The site is one of the most diverse ecosystems in the world, with over 1,500 species of fish, over 360 species of hard coral and 5,000 species of mollusc. The reef also supports more than 175 species of bird and all types of sponges, anemones, marine worms and crustaceans. This makes it a diver’s paradise.
Having formed over millions of year, the Great Barrier Reef may not remain the spectacular wilderness we know today for much longer. Climate change, ocean warming and acidification all threaten to degrade the corals – impacting the biodiverse ecosystems which rely on it.
At a International Coral Reef Symposium in Cairns this week, scientist Janice Lough from James Cook University warned that the Barrier Reef could be “boring and full of rubble” by the end of the century if climate change is not halted.
If raw nature is your thing, there is no where else in the world that comes close to Madagascar.
Separated from mainland Africa by hundred of kilometres of sea, Madagascar’s plants and animals have evolved into some of the weirdest forms on the planet.
To get an understanding of just how natural significant this island is, Madagascar and its neighbouring island groups contain eight plant families, four bird families and five primate families found nowhere else on Earth.
Nowhere else in the world would you be able to see over 50 varieties of lemur, the world’s biggest and smallest chameleons and the elephant bird – the largest bird that ever lived.
While Madagascar will not itself disappear, some of these species which make the island so unique may soon be gone.
Already 15 varieties of Lemur have been driven to extinction by human activity and many more species both on land and sea are under threat.
The main threats to Madagascar’s biodiversity are small-scale but widespread clearance of habitats – for firewood and charcoal production – subsistence agriculture and over-fishing.

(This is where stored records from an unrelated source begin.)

PR #206, opened 2019-01-11
Added JSONfield

iambibhas:
Relates to https://github.com/hasgeek/funnel/pull/340

### DIFF
--- a/baseframe/forms/fields.py
+++ b/baseframe/forms/fields.py
@@ -731,14 +731,17 @@ class EnumSelectField(SelectField):
 
 class JsonField(wtforms.TextAreaField):
     """
-    JsonField takes JSON string as user input. If no user input is provided as formdata,
-    ``default`` value is used if available. If ``default`` is not provided, it's set to ``None``.
+    A TextArea field that stores JSON string as Python dict/list.
 
-    - If float value is provided in user input, it's converted to ``Decimal`` object.
-    - Comments in JSON string are not allowed. Validation will fail if JSON string contains comments.
-    - If non-serializable objects are set manually to ``fieldname.data``, validation will fail.
-    - If ``prettyprint`` is set to ``True``, the JSON string will be formatted before
-    populating the field widget.
+    - If float value is provided in JSON string, it's converted to ``Decimal`` object.
+    - Comments in JSON string are not allowed.
+    - Non-serializable objects are not allowed when setting data explicitly to ``form.fieldname.data``.
+
+    Takes a ``prettyprint`` argument that is ``False`` by default. If ``True``, the JSON string will be
+    indented before populating the textarea.
+
+        class MyForm(forms.Form):
+            field = forms.JsonField(__("My Field"), prettyprint=True, default=DEFAULT_VALUE)
     """
     prettyprint_args = {'sort_keys': True, 'indent': 2}
 
--- a/baseframe/forms/fields.py
+++ b/baseframe/forms/fields.py
@@ -10,7 +10,6 @@ from wtforms.fields import SelectField as SelectFieldBase, SelectMultipleField, 
 from wtforms.widgets import Select as OriginalSelectWidget
 from wtforms.compat import text_type
 from wtforms.utils import unset_value
-from wtforms.validators import StopValidation
 import bleach
 import simplejson as json
 import six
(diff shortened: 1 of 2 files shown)


baseframe/forms/fields.py
```diff
@@ -725,3 +726,24 @@ def process_formdata(self, valuelist):
     def pre_validate(self, form):
         if self.data is _invalid_marker:
             raise ValueError(self.gettext('Not a valid choice'))
+
+
+class JSONField(wtforms.TextAreaField):
```
jace: Should be `JsonField`

baseframe/forms/fields.py
```diff
@@ -725,3 +726,24 @@ def process_formdata(self, valuelist):
...
+    def _value(self):
+        if self.raw_data:
+            return self.raw_data[0]
+        elif self.data:
+            return json.dumps(self.data, ensure_ascii=False)
+        else:
+            return json.dumps(self.default) if self.default else u"{}"
```
jace: Null values are acceptable, so don't fall back to `{}`

baseframe/forms/fields.py
```diff
@@ -725,3 +726,24 @@ def process_formdata(self, valuelist):
...
         if self.data is _invalid_marker:
             raise ValueError(self.gettext('Not a valid choice'))
+
+
+class JSONField(wtforms.TextAreaField):
+    def _value(self):
+        if self.raw_data:
+            return self.raw_data[0]
+        elif self.data:
+            return json.dumps(self.data, ensure_ascii=False)
```
jace: Are you sure you want `ensure_ascii=False`? https://stackoverflow.com/a/40421631/78903

baseframe/forms/fields.py
```diff
@@ -10,14 +10,16 @@
...
 import bleach
+import simplejson as json
 import six
 
 from .. import _, get_timezone
 from .widgets import TinyMce3, TinyMce4, DateTimeInput, CoordinatesInput, RadioMatrixInput, SelectWidget, Select2Widget
 from .parsleyjs import TextAreaField, StringField, URLField
 
-__all__ = ['SANITIZE_TAGS', 'SANITIZE_ATTRIBUTES',
+__all__ = ['SANITIZE_TAGS', 'SANITIZE_ATTRIBUTES', 'JsonField',
```
jace: The `__all__` list needs to be sorted according to one linter. Could you do that?

baseframe/forms/fields.py
```diff
@@ -725,3 +727,76 @@ def process_formdata(self, valuelist):
...
+        # when the form is rendered, and the likelihood of this field being
+        # used without being rendered is low.
+
+        self.data = value
+
+    def process_formdata(self, valuelist):
+        if valuelist:
+            value = valuelist[0]
+            if not value:
+                self.data = self.default if self.default else None
```
jace: Just occurred to me this will fail if `self.default == {}`. Many of our JSON fields are non-nullable with default value `{}`, so that should be preserved.

baseframe/forms/fields.py
```diff
@@ -725,3 +727,76 @@ def process_formdata(self, valuelist):
...
+            try:
+                data = json.loads(value, use_decimal=self.use_decimal)
+            except ValueError as e:
+                raise ValueError(_("Invalid JSON: {0!r}").format(e))
+            if self.require_dict:
+                if not isinstance(data, dict):
+                    raise ValueError(_("The JSON root must be a hash object"))
+            self.data = data
+
+    # def pre_validate(self, form):
```
jace: If this is not required, remove it.

tests/test_fields.py
```diff
@@ -16,20 +18,35 @@ class MY_ENUM(LabeledEnum):
     __order__ = (FIRST, SECOND, THIRD)
 
 
-class EnumSelectForm(forms.Form):
+DEFAULT_JSONDATA = {'key': u"val"}
```
jace: Add a test for default value `{}` (as indicated above).

baseframe/forms/fields.py
```diff
@@ -725,3 +728,66 @@ def process_formdata(self, valuelist):
...
+        Render the internal Python value as a JSON string.
+        Specialcase `None` to return an empty string instead of a JSON ``null``.
+        """
+        if self.raw_data:
+            # If we've received data from a form, render it as is. This allows
+            # invalid JSON to be presented back to the user for correction.
+            return self.raw_data[0]
+        elif self.data is not None:
+            return json.dumps(self.data, use_decimal=self.use_decimal, ensure_ascii=False, **self.prettyprint_args)
+        return u''
```
iambibhas: @jace missed a case here. When the db value is `{}` (for any model field with `default={}`), this returns `{}` to the html form instead of the form field default. You removed that part in your commit. Any reason why?

PR #208, opened 2019-02-06
Add flag for autosave support

vidya-ram:


baseframe/forms/auto.py
```diff
@@ -18,24 +18,28 @@ class ConfirmDeleteForm(Form):
     cancel = SubmitField(__(u"Cancel"))
 
 
-def render_form(form, title, message='', formid=None, submit=__(u"Submit"), cancel_url=None, ajax=False, with_chrome=True, autosave=False):
+def render_form(form, title, message='', formid=None, submit=__(u"Submit"), cancel_url=None, ajax=False, with_chrome=True, action='', autosave=False, last_revision_id=None):
     multipart = False
     ref_id = 'form-' + (formid or buid())
+    if not action:
+        action = request.base_url
```
jace: On second thoughts, we should be using `request.url`, because query parameters may have significance as well. http://flask.pocoo.org/docs/1.0/api/#flask.Request.url

baseframe/templates/baseframe/bootstrap3/forms.html.jinja2
```diff
@@ -111,6 +111,9 @@
   {% if message %}<p>{{ message }}</p>{% endif %}
   <div style="display:none;"><input type="hidden" name="form.id" value="{{ formid }}" /></div>
   {{ form.hidden_tag() }}
+  {%- if autosave %}
+    <input type="hidden" name="form.revision" id="revision" value="{{ last_revision_id if last_revision_id is not none }}" />
```
jace: It is unsafe to use `id="revision"` because there could be multiple forms on the page. This is where `formid` matters. It's safe to use `id="{{ formid }}-revision"`, or to skip the id entirely and use CSS selector `form#{{ formid }} > input[name="form.revision"]`

baseframe/forms/auto.py
```diff
@@ -18,24 +18,28 @@ class ConfirmDeleteForm(Form):
     cancel = SubmitField(__(u"Cancel"))
 
 
-def render_form(form, title, message='', formid=None, submit=__(u"Submit"), cancel_url=None, ajax=False, with_chrome=True, autosave=False):
+def render_form(form, title, message='', formid=None, submit=__(u"Submit"), cancel_url=None, ajax=False, with_chrome=True, action='', autosave=False, last_revision_id=None):
```
jace: Action parameter default should be `action=None`. The name `last_revision_id` is verbose. This could be `draft_revision` instead.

Climate change is also impacting the region with wetlands and mangroves under threat from sea-level rise and corals from bleaching and changes in seasonal current and weather patterns.
Mount Kilimanjaro Ice Cap
Kilimanjaro National Park is one of Tanzania’s most visited parks. Opened in 1977, the park isn’t visited for its wildlife – although there is plenty to be seen. Rather trekkers head for the snow-capped figure of Mount Kilimanjaro – to climb it and claim to have visited the top of Africa.
Mount Kilimanjaro is Africa’s highest peak and is also one of the highest freestanding mountains in the world. As people climb to the peak they travel through cultivated farmlands, lush rainforest and alpine meadows, finally reaching the barren landscape of the mountain’s two summits.
The extent to which this snowy peak is melting is widely debated – and the extent to which climate change is to blame even more so. Other than climate change, deforestation at the mountain’s foothills is another factor blamed for the melting ice.
Whatever the cause of this ice melt, a study published by Nature in 2009 said the mountain could be bare as early as 2020-2022.
Jordan’s Dead Sea
The lowest spot on earth, the Dead Sea sit 417 metres below sea level.
The Dead Sea is actually a salt lake bordering Jordan, Israel and the West Bank. Its unique selling point is that this body of water has the highest concentration of salt in the world – due to the quantity of water evaporating from it being greater than that which flows into it.
While this salinity prevents life from being sustained in the lake – hence the name Dead Sea – it does mean that humans can float like a cork on the water. It is also said to have therapeutic minerals and provide relief for those who visit it for its healing properties.
But in the last four decades the Dead Sea has shrunk by a third – leaving once seaside resorts and restaurant over a mile from shore. Environmentalists are warning that unless this rate is slowed, the sea could have disappeared completely by 2050.
The main cause behind this disappearance is due to the water that used to feed into the lake being diverted for industry, agriculture and domestic use in both Israel and Jordan.
Climate change is predicted to make the area even more arid, putting further pressure on water resources.